Making talent development and retention especially valuable and pertinent information is today’s ultra-competitive job market, which McSwain says is tight. “It’s not easy to recruit, so you’d rather develop someone in your business that you’ve already committed to and has history with your company.”
The same can be said on the installation side as NFA members, like many others in the flooring industry, are feeling the impact of the shortage of qualified installers in one way or another.
Discussions among members like Eric Mondragon of Salt Lake City-based RC Willey Home Furnishings, indicated that not only is finding qualified installers and installation crews a challenge, retaining them with pay and enough work to keep them busy is proving to be an ongoing challenge as well. Mondragon says the lack of qualified installers is especially being felt when it comes to costly tile installations, as the tile segment of RC Willey Home Furnishings’ flooring division continues to lose market share to the luxury vinyl tile category.
Today’s political climate is also to blame for irregularities in business for some NFA members as the impact of things like immigration laws, tariffs and the longest U.S. government shutdown to date are being felt throughout various regions.
“The government shutdown impacted us temporarily,” said Jeff Sproles of The L& L Company. “It slowed things down. When people see indecision in the market, it creates indecision on major purchases. It has a collateral effect.”
On the bright side, NFA members say business is good overall and as they look to the remainder of 2019, they are staying positive and realistic.
“We expect to be up a little bit this year,” said Sproles. “We have controlled growth plans to keep it manageable and control our costs as a company. We’re not trying to explode and grow quickly.”
With an unusually strong January, things are off to a good start for McSwain Flooring. “It’s tough to budget for January because of things like weather and ‘holiday hangovers’,” McSwain said. “Our goal is really just to get into March so that we can get on with a more predictable year.”
An added value of NFA membership is members’ ability to work directly with vendor partners to maximize digital, merchandising and product strategies.
“Most beneficial are the relationships that we have with vendors,” Sproles said. “We are making decisions at a very high level and dealing with people at a level where they can make decisions. Instead of working from the bottom up, there is a top-down approach as far as supply chain management sources, and you can find out what’s going on with companies early on.”

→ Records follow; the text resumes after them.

PR #20105, opened 2025-12-03
chore: allow empty blobparams in ethconfig

mattsse:
this makes the endpoint also work on other networks that dont have blobs and also matches what geth is doing where the blobschedule field is optional in the first place and can be "null"

we can do this manually on alloy if these are set to 0 for example

https://github.com/ethereum/go-ethereum/blob/6f2cbb7a27ba7e62b0bdb2090755ef0d271714be/params/config.go#L1173-L1193

https://github.com/ethereum/go-ethereum/blob/6f2cbb7a27ba7e62b0bdb2090755ef0d271714be/internal/ethapi/api.go#L1177-L1177

### DIFF
--- a/crates/rpc/rpc-eth-api/src/helpers/config.rs
+++ b/crates/rpc/rpc-eth-api/src/helpers/config.rs
@@ -1,7 +1,10 @@
 //! Loads chain configuration.
 
 use alloy_consensus::{BlockHeader, Header};
-use alloy_eips::eip7910::{EthConfig, EthForkConfig, SystemContract};
+use alloy_eips::{
+    eip7840::BlobParams,
+    eip7910::{EthConfig, EthForkConfig, SystemContract},
+};
 use alloy_evm::precompiles::Precompile;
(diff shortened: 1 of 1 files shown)


crates/rpc/rpc-eth-api/src/helpers/config.rs
```diff
@@ -72,14 +74,24 @@ where
...
+                .blob_params_at_timestamp(timestamp)
+                // no blob support, so we set this to zero
+                .unwrap_or(BlobParams {
+                    target_blob_count: 0,
+                    max_blob_count: 0,
+                    update_fraction: 0,
+                    min_blob_fee: 0,
+                    max_blobs_per_tx: 0,
+                    blob_base_cost: 0,
+                }),
```
klkvr: should this be `BlobParams::cancun()` instead? I guess ideally we just make it optional but not worth breaking alloy for this

klkvr (approved):
lgtm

One example is supplier AHF Products. Just a little over 60 days old, AHF Products was established following American Industrial Partners’ acquisition of the Armstrong Flooring wood division. “We are excited, we’re energized and our whole focus is wood,” said Steve Staikos, general sales manager of national strategic accounts for AHF Products. “We think in an industry that has been overwhelmed by imitation products, we need someone that is going to stand up and talk about authenticity, talk about originality and talk about what people aspire to and what everyone is chasing, and that is real wood.”
AHF Products has hit the ground running, breathing new life into leading hardwood brands, to the benefit of specialty retailers. Specialty retailers including NFA members are being given exclusive access to two AHF Product lines: a refreshed Bruce hardwood and a revitalized Hartco brand.
As members look forward to coming together again in the fall, McSwain says the board will work with members who are exceling in a particular area of the business ahead of time to effectively and efficiently bring more beneficial information to the collective when it reconvenes in Nashville, Tenn.